Political maneuvering

The Carlist conspiracy unfolded in parallel to the military conspiracy, but it is not clear what the relation between the two was. It is known that Enrique Varela and Manuel Fernández Pérez, involved in the military plot, were "colaboradores de la CT" and most likely informed Carlist command about at least some developments.[29] However, no direct co-ordination link has been identified, even though some scholars assume there was one.[30] A document issued by the Carlist Junta in March stressed the need of "colaboración en el Ejército", but only in appropriate conditions;[31] it seems that the Carlists expected the army conspirators to join their own coup, probably on Traditionalist conditions only.One scholar claims that the Carlists and personally Fal Conde intended to build a "Gran Coalición", which would provide political support for the rising and perhaps enhance its military potential with volunteers from other political currents.[32] Some sort of talks or consultations were probably held with Juventud Vasca,[33] Partido Nacionalista Vasco, Falange Española, Renovacion Española and CEDA, but there is nothing closer known on either details or outcome; PNV might have offered support, but only in case of a revolutionary coup to be countered.[34] However, other historians claim that Fal was anxious not to compromise Carlist principles by political deals and was determined to proceed with plans for the Carlist-only rising.[35]

Some time in March Fal went to Lisbon to speak to general José Sanjurjo, leader of the failed 1932 coup.
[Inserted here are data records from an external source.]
PR #6620, opened 2021-08-17
Update Recurring Donation and Data Import End Date Help Text

andrewyu-salesforce:
- Update DataImport__c.Recurring_Donation_End_Date__c description and help text
- Update npe03__Recurring_Donation__c.EndDate__c description and help text

# Critical Changes

# Changes

 - To make the field's purpose clearer, we updated the help text for End Date on the Recurring Donation and NPSP Data Import objects. Existing customers will need to make this update manually. Ask your system administrator to update the help text to: "The date on which this Recurring Donation was closed."

# Issues Closed

# Community Ideas Delivered

# New Metadata

# Deleted Metadata

### DIFF
--- a/force-app/main/default/objects/npe03__Recurring_Donation__c/fields/EndDate__c.field-meta.xml
+++ b/force-app/main/default/objects/npe03__Recurring_Donation__c/fields/EndDate__c.field-meta.xml
@@ -1,9 +1,9 @@
 <?xml version="1.0" encoding="UTF-8"?>
 <CustomField xmlns="http://soap.sforce.com/2006/04/metadata">
     <fullName>EndDate__c</fullName>
-    <description>After this date, NPSP no longer creates installments for this Recurring Donation and updates Status to Closed.</description>
+    <description>The date on which this Recurring Donation was closed.</description>
     <externalId>false</externalId>
-    <inlineHelpText>After this date, NPSP no longer creates installments for this Recurring Donation and updates Status to Closed.</inlineHelpText>
+    <inlineHelpText>The date on which this Recurring Donation was closed.</inlineHelpText>
     <label>End Date</label>
     <required>false</required>
     <trackTrending>false</trackTrending>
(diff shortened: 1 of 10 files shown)


lparrott (approved):

force-app/main/default/objects/npe03__Recurring_Donation__c/fields/EndDate__c.field-meta.xml
```diff
@@ -1,9 +1,9 @@
 <?xml version="1.0" encoding="UTF-8"?>
 <CustomField xmlns="http://soap.sforce.com/2006/04/metadata">
     <fullName>EndDate__c</fullName>
-    <description>After this date, NPSP no longer creates installments for this Recurring Donation and updates Status to Closed.</description>
+    <description>The date on which this Recurring Donation was closed.</description>
     <externalId>false</externalId>
-    <inlineHelpText>After this date, NPSP no longer creates installments for this Recurring Donation and updates Status to Closed.</inlineHelpText>
+    <inlineHelpText>The date on which this Recurring Donation was closed.</inlineHelpText>
```
force2b, line 6: I suspect everyone knows this already, but just in case. InlineHelpText changes to existing fields will not be deployed to any existing customer orgs that already have this field. That would include orgs with or without RD2 enabled. There's really no way to update orgs with RD2 enabled already, but if you wanted to make sure this change was applied to orgs when they enable RD2, the InlineHelpText for this field could be added to the RD2 [metadata](https://github.com/SalesforceFoundation/NPSP/blob/feature/andrewyu/update-rd-end-date-help-text/unpackaged/config/rd2_post_config/objects/npe03__Recurring_Donation__c.object). There are some other fields with help text changes already in that file.

Another important note is that the TSO is still a static org, which means this change won't be applied there either. Someone will need to make the change manually in that org, at least until we're actually building the TSO dynamically from the metadata/repo.

andrewyu-salesforce: Description and Inline Help Text update is added to the RD2 metadata file

sam-knox (approved):
Looks good!

npsp-reedestockton (approved):

PR #6621, opened 2021-08-18
Adding Change Type to RD2 Entry Form for Change History

lparrott:
WI: [W-9547606 ](https://gus.lightning.force.com/a07AH000000QA9cYAG)

# Critical Changes

# Changes

- If Recurring Donation Change History is Enabled, a Change Type field will now be available on the Enhanced Recurring Donation Form.

# Issues Closed

# Community Ideas Delivered

# New Metadata

# Deleted Metadata


force-app/main/default/classes/RD2_RecurringDonation.cls
```diff
@@ -265,7 +284,7 @@ public inherited sharing class RD2_RecurringDonation {
 
             if (rd.Status__c == RD2_Constants.STATUS_PAUSED) {
                 rd.Status__c = RD2_Constants.STATUS_ACTIVE;
-                rd.ClosedReason__c = '';
+                rd.ClosedReason__c = null;
```
lparrott, line 287: This change makes it easier to compare the "old" value to the "new" value, since blank picklists are stored as `null`, and not empty strings. I don't see this causing any regression issues!

force-app/main/default/classes/RD2_RecurringDonation.cls
```diff
@@ -144,6 +149,20 @@ public inherited sharing class RD2_RecurringDonation {
         return this;
     }
 
+    /**
+    * @description Stores the Change Type in the object, then sets it to null on the Recurring Donation
+    * @return RD2_RecurringDonation This record instance
+    */
+    public RD2_RecurringDonation storeAndClearChangeType() {
```
lparrott, line 156: My reason for doing this is to have the Change Type cleared before the actual Recurring Donation update, but still have the value itself available in the logic for Change History records.

force-app/main/default/classes/RD2_OpportunityEvaluationService.cls
```diff
@@ -449,6 +449,7 @@ public inherited sharing class RD2_OpportunityEvaluationService {
             //when Opportunities were evaluated so no need to redo the work
             if (rdRecord
                 .reviseYearValues(yearValueProcessor)
+                .storeAndClearChangeType()
```
andrewyu-salesforce, line 452: Notes: This may affect performance because the DML update over here is separate from the original trigger update.

force-app/main/default/classes/RD2_ChangeHistoryService_TEST.cls
```diff
@@ -77,6 +78,12 @@ public with sharing class RD2_ChangeHistoryService_TEST {
 
         rdchList = getRecurringDonationChangeHistory(rd.Id);
         System.assertEquals(0, rdchList.size(), 'There should be no Change History with the Setting not Enabled');
+
+        // Make sure that the Change Type is cleared, even if it wasn't used
+        Id rdId = rd.Id;
+        List<npe03__Recurring_Donation__c> rdList = 
+            [SELECT Id, ChangeType__c FROM npe03__Recurring_Donation__c WHERE Id = :rdId];
```
andrewyu-salesforce, line 85: We have a rdGatewat class that is used in Test method to query RD. `private static final TEST_SObjectGateway.RecurringDonationGateway rdGateway = new TEST_SObjectGateway.RecurringDonationGateway();` Using this class can reduce the amount of RD query being written in this test class

andrewyu-salesforce (commented):
@lparrott Great work. Have some feedback on nulling out the Change Type.

force-app/main/default/classes/RD2_ChangeHistoryService.cls
```diff
@@ -179,65 +182,116 @@ public inherited sharing class RD2_ChangeHistoryService {
...
+            String changeType = updatedRd.getChangeType();
+            if (changeType != null) {
+                return changeType;
+            }
+
+            Decimal newAnnualValue = updatedRd.getAnnualValue();
+            Decimal previousAnnualValue = originalRd.getAnnualValue();
+
+            if (newAnnualValue > previousAnnualValue) {
+                changeType = RD2_ChangeHistoryService.CHANGE_TYPE_UPGRADE;
```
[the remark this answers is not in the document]
lparrott: Great suggestion, done!

force-app/main/default/classes/RD2_ChangeHistoryService_TEST.cls
lparrott: Great reminder, I just updated them.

The purpose was to sound the general – with some earlier family links to Carlism – about the idea of him leading the coup. Sanjurjo was highly skeptical and avoided any commitments except that he was prepared to step in only in case the army fails to move.[36] Another meeting followed late in March.[37] The military conspirators initially planned their own coup for April 20,[38] but it went to nothing due to indecision of local Madrid commander, assigned the key role.[39] In either late April or early May Fal and Don Javier[40] met Sanjurjo again. The general, courted by both military and Carlist conspiracy, was anxious not to burn the bridges with any of them. He reiterated that the Carlist-only coup was doomed if not supported at one stage or another by military, though he agreed to study a detailed plan, should there be one.[41]

Insurgency plans

Carlist plans of the rising remain a rather obscure issue. According to one author at unspecified time (late April or early May) there were 2 plans drafted, one by Baslera and Muslera,[42] and another one by Cuerda.[43] They were focused on the same 3 major zones of action: Navarrese-Riojan borderland, Maestrazgo and Andalusian-Extremaduran provinces near the Portuguese frontier. According to Cuerda minor disturbances were to be staged as distraction away from these zones. Rapid and violent nightly takeover of municipalities in 3 focos of rebellion was to follow; units of some 250 men each were to depose local authorities, cut communications, seize weapons from Guardia Civil or army depots and recruit new volunteers. In total some 5,500 men, grouped mostly in the north, were supposed to start the insurgency.[44] Neither of the plans specified what would happen further on; it seems the authors assumed that at that stage the army would be triggered to join the coup.[45]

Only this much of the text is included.